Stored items
PR #2048, opened 2023-11-07
Fix removal of imp module in Python 3.12

evgenyz:
Python 3.12 got `imp` module removed: https://docs.python.org/3/whatsnew/3.12.html#imp

The workaround is based on `importlib` module. Python 2 branch is removed because we don't care about Python 2 anymore.

### DIFF
--- a/swig/openscap_api.py
+++ b/swig/openscap_api.py
@@ -31,31 +31,24 @@ import re
 
 logger = logging.getLogger("openscap")
 
-from sys import version_info
-if version_info >= (2, 6, 0):
-    def _import_helper():
-        from os.path import dirname
-        import imp
-        fp = None
-        try:
-            fp, pathname, description = imp.find_module(
-                '_openscap_py', [dirname(__file__)])
-        except ImportError:
-            import _openscap_py as OSCAP
-            return OSCAP
-        if fp is not None:
-            try:
-                _mod = imp.load_module(
-                    '_openscap_py', fp, pathname, description)
-            finally:
-                fp.close()
-            return _mod
-    OSCAP = _import_helper()
-    del _import_helper
-else:
-    import _openscap_py as OSCAP
 
-del version_info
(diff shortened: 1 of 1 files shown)


swig/openscap_api.py
```diff
@@ -31,31 +31,23 @@
...
+
+def _import_helper():
+    from os.path import dirname
+    import importlib.machinery
+    import importlib.util
+    spec = importlib.machinery.PathFinder.find_spec('_openscap_py', [dirname(__file__)])
+    if not spec:
+        spec = importlib.machinery.PathFinder.find_spec('_openscap_py')
+    if not spec:
+        return None
```
jan-cerny, line 43: Should we raise an exception/print a message that import failed?

evgenyz: We'll get one after trying to access module which is None. Traceback is pretty much self-explanatory.

evgenyz: But I can change that into `raise ImportError("Unable to import _openscap_py module, extra path: %s." % dirname(__file__))`

jan-cerny (approved):
The CI fail on Rawhide

```
238/277 Test #238: probes/sysctl/test_sysctl_probe_all.sh .............................................***Failed    0.29 sec
Result file: test_sysctl_probe_all.res.out.5fl6Id
Our names file: test_sysctl_probe_all.our.out.nnyTvH
Sysctl names file: test_sysctl_probe_all.sysctl.out.bTJnYG
Errors file: test_sysctl_probe_all.err.out.Ygjjz9
Diff (sysctlNames / ourNames): ------
152d151
< kernel.sched_energy_aware
```

isn't caused by the contents of this PR because this PR is only related to SWIG. It's probably caused by update in kernel as we saw in past.

jan-cerny:
I have reported the problem to upstream in https://github.com/OpenSCAP/openscap/issues/2049

Issue #2049, opened 2023-11-07
Sysctl element kernel.sched_energy_aware cause test fail on Rawhide


jan-cerny:
#### Description of Problem:
The test `test_sysctl_probe_all.sh` fails on Rawhide

#### OpenSCAP Version:
current upstream maint-1.3 branch as of 2023-11-07 as of HEAD 30c8c395e547fa44a44080fa209ce4d27d3c3f95

#### Operating System & Version:
Fedora Rawhide as of 2023-11-07

#### Steps to Reproduce:

1.  run our ctest tests

#### Actual Results:
```
238/277 Test #238: probes/sysctl/test_sysctl_probe_all.sh .............................................***Failed    0.29 sec
Result file: test_sysctl_probe_all.res.out.5fl6Id
Our names file: test_sysctl_probe_all.our.out.nnyTvH
Sysctl names file: test_sysctl_probe_all.sysctl.out.bTJnYG
Errors file: test_sysctl_probe_all.err.out.Ygjjz9
Diff (sysctlNames / ourNames): ------
152d151
< kernel.sched_energy_aware
```

#### Expected Results:
passed test

#### Additional Information / Debugging Steps:
Manifests also in Testing farm, eg. https://artifacts.dev.testing-farm.io/472eea03-0b74-4043-87cf-d0628926f355/

Most likely the kernel.sched_energy_aware needs to be added on a special list in the systemctl probe.

evgenyz:
Last time it happened I was considering making the list dynamic somehow. Maybe now it is time to do so, as it happens more and more often.

PR #2050, opened 2023-11-07
Fix tests/probes/sysctl_all

evgenyz:
The test will now automatically adapt to the list of readable variables and won't break every time a new root-readable variable is introduced in kernel.

Fixes: #2049

### DIFF
--- a/tests/probes/sysctl/test_sysctl_probe_all.sh
+++ b/tests/probes/sysctl/test_sysctl_probe_all.sh
@@ -8,101 +8,57 @@ set -e -o pipefail
 # non root users
 PATH=/usr/local/bin:/usr/bin:/bin:/usr/local/sbin:/usr/sbin:/sbin
 
-# non root users are not able to access some kernel params, so they get excluded
-SYSCTL_EXCLUDE='
-	dev.parport.parport0.autoprobe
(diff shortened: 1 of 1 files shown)


tests/probes/sysctl/test_sysctl_probe_all.sh
```diff
@@ -8,101 +8,57 @@ set -e -o pipefail
...
+
+	case $(uname) in
+		FreeBSD)
+			sysctl -aN 2> /dev/null > "$sysctlNames"
+			;;
+		Linux)
+			# sysctl has duplicities in output
+			# hide permission errors like: "sysctl: permission denied on key 'fs.protected_hardlinks'"
+			# kernel parameters might use "/" and "." separators interchangeably - normalizing
+			sysctl -a --deprecated 2> /dev/null | tr "/" "." | cut -d "=" -f 1 | tr -d " " | sort -u > "$sysctlNames"
```
evgenyz, line 36: The key is the removal of `N` argument. If we try and query for the values as well we'll get the list consistent with what the probe could get access to.

jan-cerny (approved):
I can see the test `probes/sysctl/test_sysctl_probe_all.sh` passing in the testing farm rawhide test run. Thanks for your change.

_Your assignment_
Without changing a single word, reproduce the entries above.

_Solution to the exercise_
PR #2048, opened 2023-11-07
Fix removal of imp module in Python 3.12

evgenyz:
Python 3.12 got `imp` module removed: https://docs.python.org/3/whatsnew/3.12.html#imp

The workaround is based on `importlib` module. Python 2 branch is removed because we don't care about Python 2 anymore.

### DIFF
--- a/swig/openscap_api.py
+++ b/swig/openscap_api.py
@@ -31,31 +31,24 @@ import re
 
 logger = logging.getLogger("openscap")
 
-from sys import version_info
-if version_info >= (2, 6, 0):
-    def _import_helper():
-        from os.path import dirname
-        import imp
-        fp = None
-        try:
-            fp, pathname, description = imp.find_module(
-                '_openscap_py', [dirname(__file__)])
-        except ImportError:
-            import _openscap_py as OSCAP
-            return OSCAP
-        if fp is not None:
-            try:
-                _mod = imp.load_module(
-                    '_openscap_py', fp, pathname, description)
-            finally:
-                fp.close()
-            return _mod
-    OSCAP = _import_helper()
-    del _import_helper
-else:
-    import _openscap_py as OSCAP
 
-del version_info
(diff shortened: 1 of 1 files shown)


swig/openscap_api.py
```diff
@@ -31,31 +31,23 @@
...
+
+def _import_helper():
+    from os.path import dirname
+    import importlib.machinery
+    import importlib.util
+    spec = importlib.machinery.PathFinder.find_spec('_openscap_py', [dirname(__file__)])
+    if not spec:
+        spec = importlib.machinery.PathFinder.find_spec('_openscap_py')
+    if not spec:
+        return None
```
jan-cerny, line 43: Should we raise an exception/print a message that import failed?

evgenyz: We'll get one after trying to access module which is None. Traceback is pretty much self-explanatory.

evgenyz: But I can change that into `raise ImportError("Unable to import _openscap_py module, extra path: %s." % dirname(__file__))`

jan-cerny (approved):
The CI fail on Rawhide

```
238/277 Test #238: probes/sysctl/test_sysctl_probe_all.sh .............................................***Failed    0.29 sec
Result file: test_sysctl_probe_all.res.out.5fl6Id
Our names file: test_sysctl_probe_all.our.out.nnyTvH
Sysctl names file: test_sysctl_probe_all.sysctl.out.bTJnYG
Errors file: test_sysctl_probe_all.err.out.Ygjjz9
Diff (sysctlNames / ourNames): ------
152d151
< kernel.sched_energy_aware
```

isn't caused by the contents of this PR because this PR is only related to SWIG. It's probably caused by update in kernel as we saw in past.

jan-cerny:
I have reported the problem to upstream in https://github.com/OpenSCAP/openscap/issues/2049

Issue #2049, opened 2023-11-07
Sysctl element kernel.sched_energy_aware cause test fail on Rawhide


jan-cerny:
#### Description of Problem:
The test `test_sysctl_probe_all.sh` fails on Rawhide

#### OpenSCAP Version:
current upstream maint-1.3 branch as of 2023-11-07 as of HEAD 30c8c395e547fa44a44080fa209ce4d27d3c3f95

#### Operating System & Version:
Fedora Rawhide as of 2023-11-07

#### Steps to Reproduce:

1.  run our ctest tests

#### Actual Results:
```
238/277 Test #238: probes/sysctl/test_sysctl_probe_all.sh .............................................***Failed    0.29 sec
Result file: test_sysctl_probe_all.res.out.5fl6Id
Our names file: test_sysctl_probe_all.our.out.nnyTvH
Sysctl names file: test_sysctl_probe_all.sysctl.out.bTJnYG
Errors file: test_sysctl_probe_all.err.out.Ygjjz9
Diff (sysctlNames / ourNames): ------
152d151
< kernel.sched_energy_aware
```

#### Expected Results:
passed test

#### Additional Information / Debugging Steps:
Manifests also in Testing farm, eg. https://artifacts.dev.testing-farm.io/472eea03-0b74-4043-87cf-d0628926f355/

Most likely the kernel.sched_energy_aware needs to be added on a special list in the systemctl probe.

evgenyz:
Last time it happened I was considering making the list dynamic somehow. Maybe now it is time to do so, as it happens more and more often.

PR #2050, opened 2023-11-07
Fix tests/probes/sysctl_all

evgenyz:
The test will now automatically adapt to the list of readable variables and won't break every time a new root-readable variable is introduced in kernel.

Fixes: #2049

### DIFF
--- a/tests/probes/sysctl/test_sysctl_probe_all.sh
+++ b/tests/probes/sysctl/test_sysctl_probe_all.sh
@@ -8,101 +8,57 @@ set -e -o pipefail
 # non root users
 PATH=/usr/local/bin:/usr/bin:/bin:/usr/local/sbin:/usr/sbin:/sbin
 
-# non root users are not able to access some kernel params, so they get excluded
-SYSCTL_EXCLUDE='
-	dev.parport.parport0.autoprobe
(diff shortened: 1 of 1 files shown)


tests/probes/sysctl/test_sysctl_probe_all.sh
```diff
@@ -8,101 +8,57 @@ set -e -o pipefail
...
+
+	case $(uname) in
+		FreeBSD)
+			sysctl -aN 2> /dev/null > "$sysctlNames"
+			;;
+		Linux)
+			# sysctl has duplicities in output
+			# hide permission errors like: "sysctl: permission denied on key 'fs.protected_hardlinks'"
+			# kernel parameters might use "/" and "." separators interchangeably - normalizing
+			sysctl -a --deprecated 2> /dev/null | tr "/" "." | cut -d "=" -f 1 | tr -d " " | sort -u > "$sysctlNames"
```
evgenyz, line 36: The key is the removal of `N` argument. If we try and query for the values as well we'll get the list consistent with what the probe could get access to.

jan-cerny (approved):
I can see the test `probes/sysctl/test_sysctl_probe_all.sh` passing in the testing farm rawhide test run. Thanks for your change.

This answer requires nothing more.